I found a link at https://engineering.stackexchange.c...he-tolerance-of-pitch-of-a-thread-standarized which showed a set of equations to allow one to derive thread pitch from pitch diameter and the major diameter, using standard thread dimensioning.  It seems to match up with ISO standards.  However, if one puts in the mean dimensions of a M14x2 screw from standard tables, (Dmajor and Dpitch) the derived pitch is nearly 10% low (1.908 mm, vs 2mm expected).  

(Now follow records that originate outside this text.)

PR #3005, opened 2024-10-15
1072 implement request ids to trace errors

### LINKED ISSUE #1072: Implement request IDs to trace errors
We should implement something that makes tracing requests in log files easier. When there are many concurrent requests, it's impossible to see which message belongs to which request. 

I propose to implement request ids similar to what we did in LAPIS: https://github.com/GenSpectrum/LAPIS/issues/586. This should be done in the website server and in the backend. Whenever there is already a request id, it should be passed on to the next service when issuing a call (e.g. when the website server calls LAPIS).

fengelniederhammer:
resolves #1072 

preview URL: https://1072-implement-request-id.loculus.org/

### Summary

I didn't know how to implement it in the website. Having "request scoped objects" in the Astro server-side code is difficult. But it would be good to also have it there. An idea would be using a middleware to store it in `context.locals`. Then one could retrieve it via `Astro.locals`, but that works only in `.astro` files. Usually we need it in `.ts` files.

### PR Checklist

### DIFF
--- a/preprocessing/nextclade/src/loculus_preprocessing/backend.py
+++ b/preprocessing/nextclade/src/loculus_preprocessing/backend.py
@@ -103,6 +103,8 @@ def fetch_unprocessed_sequences(
     }
     logging.debug(f"Requesting data with ETag: {etag}")
     response = requests.post(url, data=params, headers=headers, timeout=10)
+    logging.info(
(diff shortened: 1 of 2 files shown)


anna-parker (approved):
I'm not a kotlin expert but I looked over this with the help of chatGPT and it looks good! I also checked the logs and there is indeed a new UID: 
which can be used for tracking logs from the request: 
image

PR #3011, opened 2024-10-15
Author formatting updates

anna-parker:
resolves #

preview URL: https://add-more-author-warnings.loculus.org/

### Summary

1. Remove requirement that authors list ends with ";". However warn users if authors list might be in incorrect format.
2. Raise error if sequence is not in correct format or not ASCII and give users error message with correct format.
3. In ingest if authors list is entirely capitalized apply title case (leave common last names prefixes such as van etc. lower case)
4. Add ingest test by modifying snakemake example files to also have edge cases. 

### PR Checklist


preprocessing/nextclade/src/loculus_preprocessing/processing_functions.py
```diff
@@ -64,8 +84,11 @@ def format_authors(authors: str) -> bool:
         first_name = " ".join(
             [f"{name}." if len(name) == 1 else name for name in first_name.split(" ")]
         )
-        loculus_authors.append(f"{last_name}, {first_name}")
-    return "; ".join(loculus_authors) + ";"
+        # Capitalize last name and first name
+        loculus_authors.append(
+            f"{convert_to_title_case(last_name)}, {convert_to_title_case(first_name)}"
```
theosanderson, line 89: I don't think we should fiddle with case except in the very specific situation that the entire authors field is in uppercase, suggesting a formatting issue. Here are some cases which would be messed up by the current logic:

`Ronald McDonald`
`The RECOVERY Consortium`

preprocessing/nextclade/src/loculus_preprocessing/processing_functions.py
```diff
@@ -47,10 +47,30 @@ def invalid_value_annotation(input_datum, output_field, value_type) -> Processin
...
 
 def valid_authors(authors: str) -> bool:
-    pattern = r"^([a-zA-Z\s\.\-\']+,[a-zA-Z\s\.\-\']*;)+"
+    pattern = r"^([a-zA-Z\s\.\-\']+,[a-zA-Z\s\.\-\']*;)*([a-zA-Z\s\.\-\']+,[a-zA-Z\s\.\-\']*;*)$"
     return re.match(pattern, authors) is not None
 
 
+def warn_potentially_invalid_authors(authors: str) -> bool:
+    authors_split = re.split(r"[,\s]+", authors)
+    return bool(";" not in authors and len(authors_split) > 3)
```
theosanderson, line 56:
```suggestion
def warn_potentially_invalid_authors(authors: str) -> bool:
    if ";" in authors:
        return False
    
    if "," not in authors:
        return False
    
    parts = authors.split(",", 1)
    before_comma = re.split(r"\s+", parts[0].strip())
    after_comma = re.split(r"\s+", parts[1].strip())
    
    return len(before_comma) >= 2 and len(after_comma) >= 2
```

anna-parker: I'm not sure we need this change. If `,` is not in `authors` the string will be invalid and will be caught by the valid_authors check/function. 

I'm fine with changing this but think the function I have is a bit simpler. Potentially we warn a bit more with my function e.g. if someone has three first names or last names - but as this is anyways very rare I think its fine to do that (might also indicate an error) - especially as the warning doesn't block submission.

anna-parker: (sorry for the deleting and adding back I started a review by accident and just wanted to comment)

theosanderson: > If `,` is not in authors the string will be invalid and will be caught by the valid_authors check/function.

I would suggest we may want to remove that check because I think `the RECOVERY Consortium` and similar may be quite common author names.

I don't feel strongly about the other aspects

theosanderson: Hmm this is an interesting Q, thanks! I agree I was not understanding the requirements.

I see that for e.g. https://www.ncbi.nlm.nih.gov/nuccore/OZ013273.1 the submitters have hacked it as you describe: `Danish Covid-19 Genome,Consortium.`

theosanderson: I think I still feel like ideal behaviour for Pathoplexus might be to allow a more natural way of submitting these ,and for us to do some translation for submission to ENA. But if we're not providing a degradation over the current system this feels like something we can push to the future. Thanks for explaining.

preprocessing/nextclade/src/loculus_preprocessing/processing_functions.py
```diff
@@ -65,7 +88,7 @@ def format_authors(authors: str) -> bool:
             [f"{name}." if len(name) == 1 else name for name in first_name.split(" ")]
```
anna-parker, line 88: Capitalize initials as well
```suggestion
            [f"{name.upper()}." if len(name) == 1 else name for name in first_name.split(" ")]
```

preprocessing/nextclade/tests/test.py
```diff
@@ -304,23 +353,30 @@ def sort_annotations(annotations: list[ProcessingAnnotation]):
...
+    "Xi,;Yu,X.;": "Xi, ; Yu, X.",
+    "Xi, ;Yu,X.;": "Xi, ; Yu, X.",
+    "Xi, ;Yu,X.": "Xi, ; Yu, X.",
+    "Xi,;": "Xi,",
+    "Xi,": "Xi,",
+    "Smith, Anna Maria; Perez, Jose X.;": "Smith, Anna Maria; Perez, Jose X.",
+    "Smith,Anna Maria;Perez,Jose X;": "Smith, Anna Maria; Perez, Jose X.",
+    "VAN DER MEER, F.; DU PONT, P. J.": "van der Meer, F.; du Pont, P. J.",
+    "DE LA CRUZ, A.; LE BLANC, B.; VON TRAPP, U.;": "de la Cruz, A.; le Blanc, B.; von Trapp, U.",
+    "de souza, a.": "de souza, a.",
```
anna-parker, line 367: Initials should still be capitalized
```suggestion
    "de souza, a.": "de souza, A.",
```

preprocessing/nextclade/src/loculus_preprocessing/processing_functions.py
```diff
@@ -47,11 +47,34 @@ def invalid_value_annotation(input_datum, output_field, value_type) -> Processin
...
+    pattern = r"^([a-zA-Z\s\.\-\']+,[a-zA-Z\s\.\-\']*;)*([a-zA-Z\s\.\-\']+,[a-zA-Z\s\.\-\']*;*)$"
     return re.match(pattern, authors) is not None
 
 
+def warn_potentially_invalid_authors(authors: str) -> bool:
+    authors_split = re.split(r"[,\s]+", authors)
+    return bool(";" not in authors and len(authors_split) > 3)
+
+
+def convert_to_title_case(name: str) -> str:
```
anna-parker, line 59: move this to ingest and just warn users if they are submitting a name only in upper case

PR #3015, opened 2024-10-17
Add_country_metadata

anna-parker:
resolves #

preview URL:

### PR Checklist

### DIFF
--- a/ena-submission/.gitignore
+++ b/ena-submission/.gitignore
@@ -5,3 +5,4 @@ project/
 sample/
 __pycache__
 config/config.yaml
+webin-cli.jar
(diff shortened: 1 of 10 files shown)


anna-parker:
Sadly with further testing this no longer seems like a good approach: 
1. It requires a python downgrade and tedious refactor of our code
2. `augur curate` only curates exact cases in the config, e.g. `Conneticut/Hartford` is curated as `Conneticut/xxx` is not unless it is also in the config. It also does not catch cases where the state has been replaced with an abbreviation (unless that exact case is in the config) or the division and location field is not clearly split.

PR #3019, opened 2024-10-17
feat(website): add menu icon to download icon

theosanderson:
tries to resolve confusion that the download button looks like a button but is actually now a dropdown menu

http://kebabdownload.loculus.org

before:
image

after:
image

IMO this is a bit better but I don't feel super strongly.


fhennig (approved):
I like it, better than before!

I am trying to wrap my head around this.  I don't see anything wrong with the math, yet.  But I can't see how the thread pitch could vary like that!  Mechanically the pitch is pretty well controlled.  What is the faulty assumption in this?  Perhaps it is that pitch is defined as the line where the solid part of the thread length is equal to the cut out thread length?  I don't see this as a constraint in the equations, but it is part of the definitions of pitch.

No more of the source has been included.